**Exercise prompt**
Would you reproduce exactly the lines below from the one holding "[(4) Parent and" through the one holding "This is not", inclusive, and no others?

**Material provided**
PR #627, opened 2019-05-22
bugfix | local authorities not deleting properly

omarCreativeDev:
- fix to correct `POST` payload effectively ensuring local authorities can be deleted


omarCreativeDev:
[Sharing with LAs: Cannot remove 'Other' LAs](https://trello.com/c/XKIVxy98/65-sharing-with-las-cannot-remove-other-las)

PR #629, opened 2019-05-23
bugfix | ie11 details tag polyfill

omarCreativeDev:
this polyfill is required as IE11 doesn't support the collapse/expand behavior thats comes out of the box with modern browsers.


omarCreativeDev:
[Sharing your data not working in IE](https://trello.com/c/pgRRUmVQ/73-sharing-your-data-not-working-in-ie)

PR #631, opened 2019-05-23
bugfix | bulk upload files still upload after removal

omarCreativeDev:
- ensure required validator is set whilst clearing other validators when files are removed
- ensure error summary form errors event is only dispatched if submitted flag is true when files are removed


omarCreativeDev:
[Bulk upload : Choose files - Upload appears to go ahead after files are removed](https://trello.com/c/l6azofLD/71-bulk-upload-choose-files-upload-appears-to-go-ahead-after-files-are-removed)

PR #633, opened 2019-05-24
Feature | parents and subs | view my workplaces

omarCreativeDev:
- new view my workplaces screen conditionally accessed if user `isParent`
- created relevant components, new `ParentGuard`, interfaces
- updated workplace routing and module
- created colors sass file and created some variables
- created generic `govuk-util__list-record` class which can be used on multiple places in new upcoming screens


omarCreativeDev:
[(4) Parent and Subsidiaries - View My Workplaces](https://trello.com/c/ikScd2O3/3-4-parent-and-subsidiaries-view-my-workplaces)

src/app/core/model/my-workplaces.model.ts
```diff
@@ -0,0 +1,30 @@
+export interface MyWorkplacesResponse {
+  primary: {
```
wozzer72: primary is also a `MyWorkplace`

omarCreativeDev: thanks for spotting, just fixed

PR #45, opened 2014-04-03
add support for SOCKS proxying to support Tor and more

n8fr8:
This is not done, but pushed to get your feedback on the approach.

My goal is to, in following your style, not have a "Use Tor" checkbox, but to have the app automatically detect if Orbot is installed and/or running when the user adds an account, and ask the user if they want to use Tor with this account.

In addition, if a user enters a "foo.onion" style Tor address, it would automatically know to route through Tor.

Otherwise, if there is an "advanced" account settings panel at some point, the user could manually set the address to any SOCKS proxy option there.

### DIFF
--- a/src/eu/siacs/conversations/entities/Account.java
+++ b/src/eu/siacs/conversations/entities/Account.java
@@ -1,5 +1,6 @@
 package eu.siacs.conversations.entities;
 
+import java.net.InetSocketAddress;
 import java.security.interfaces.DSAPublicKey;
 
 import net.java.otr4j.crypto.OtrCryptoEngineImpl;
@@ -8,11 +9,12 @@ import net.java.otr4j.crypto.OtrCryptoException;
 import org.json.JSONException;
 import org.json.JSONObject;
 
-import eu.siacs.conversations.crypto.OtrEngine;
-import eu.siacs.conversations.xmpp.XmppConnection;
 import android.content.ContentValues;
 import android.content.Context;
 import android.database.Cursor;
+import java.net.Proxy;
+import eu.siacs.conversations.crypto.OtrEngine;
+import eu.siacs.conversations.xmpp.XmppConnection;
 
 public class Account  extends AbstractEntity{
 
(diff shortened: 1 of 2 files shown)


SamWhited:
@iNPUTmice Okay, so only Tor support. Would these options (never, only for .onion, always) be per account, or global?

iNPUTmice:
@SamWhited a global expert setting

iNPUTmice:
I think this way we can cover 80% of the use cases without having to clutter individual account settings with complicated proxy settings. Or does anybody have some strong objections on that?

SamWhited:
Global definitely makes the most sense IMO. Nice and simple, covers most use cases.

jkufner:
I would add simple checkbox to account settings to enable use of the global proxy settings. Enabled by default; hidden if global proxy is not configured. This would allow to have few accounts connected via Tor and few directly.

aelmahmoudy:
I prefer to have a per-account "use proxy" option.

The jabber server could very well not have a .onion address, yet the user wants to use a proxy for it.
Also the user might have other account(s) that the user don't want them proxied

SamWhited:
Quick note before I forget again:

The way the code is structured right now, there's no good way to get the shared preferences from an `XmppConnection` or `Account` instance. This makes sense. I could refactor some things and provide a way to pass in a shared preferences object, but I think the abstraction as it stands works. This makes me think that the pref should be in the accounts themselves, but at the same time I don't think it makes sense to clog the accounts pref screen up (as has already been discussed).

Thoughts on this? Should an extra argument be added to the Accounts constructors, or would it make more sense to do an even more simplified interface in the account prefs?

iNPUTmice:
@SamWhited XmppConnection has a method called getPreferences() which is used for example by the enableLegacySSL()
is that what you are looking for?

SamWhited:
@iNPUTmice Err, probably... for some reason I thought there was no way to get an application context from there, but apparently there is. I must have misunderstood the abstraction there. Will take another look in a bit.

iNPUTmice:
the XmppConnectionService is being passed as a reference in the XmppConnection constructor.

Might not be the cleanest approach.
Maybe I'm gonna do some re factoring in the future. But being very close to a 1.0 isn't the right time for that.

SamWhited:
Pushed a qiuck implementation to [this branch](https://github.com/SamWhited/Conversations/tree/socks-proxy). Haven't tested yet, and the interface currently has a proxy config. Will take that out after testing is done (I already had that from the last time i started implementing this, and it makes testing easier so I left it in; easy enough to pull it out and detect the Tor address in a future commit).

**Solution to the problem**
[(4) Parent and Subsidiaries - View My Workplaces](https://trello.com/c/ikScd2O3/3-4-parent-and-subsidiaries-view-my-workplaces)

src/app/core/model/my-workplaces.model.ts
```diff
@@ -0,0 +1,30 @@
+export interface MyWorkplacesResponse {
+  primary: {
```
wozzer72: primary is also a `MyWorkplace`

omarCreativeDev: thanks for spotting, just fixed

PR #45, opened 2014-04-03
add support for SOCKS proxying to support Tor and more

n8fr8:
This is not done, but pushed to get your feedback on the approach.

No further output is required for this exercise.